(MATERIAL PROVIDED Opens)

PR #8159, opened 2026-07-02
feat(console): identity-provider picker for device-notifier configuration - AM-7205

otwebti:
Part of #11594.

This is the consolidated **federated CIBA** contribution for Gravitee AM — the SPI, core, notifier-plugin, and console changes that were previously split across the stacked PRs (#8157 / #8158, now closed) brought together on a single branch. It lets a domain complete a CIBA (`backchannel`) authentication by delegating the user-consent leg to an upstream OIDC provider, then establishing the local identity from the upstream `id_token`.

(MATERIAL PROVIDED Closes)

TASK DESCRIPTION
Send back exactly the lines from the line with "Part of #11594." through the end of the records.

SOLVED PROBLEM
Part of #11594.

This is the consolidated **federated CIBA** contribution for Gravitee AM — the SPI, core, notifier-plugin, and console changes that were previously split across the stacked PRs (#8157 / #8158, now closed) brought together on a single branch. It lets a domain complete a CIBA (`backchannel`) authentication by delegating the user-consent leg to an upstream OIDC provider, then establishing the local identity from the upstream `id_token`.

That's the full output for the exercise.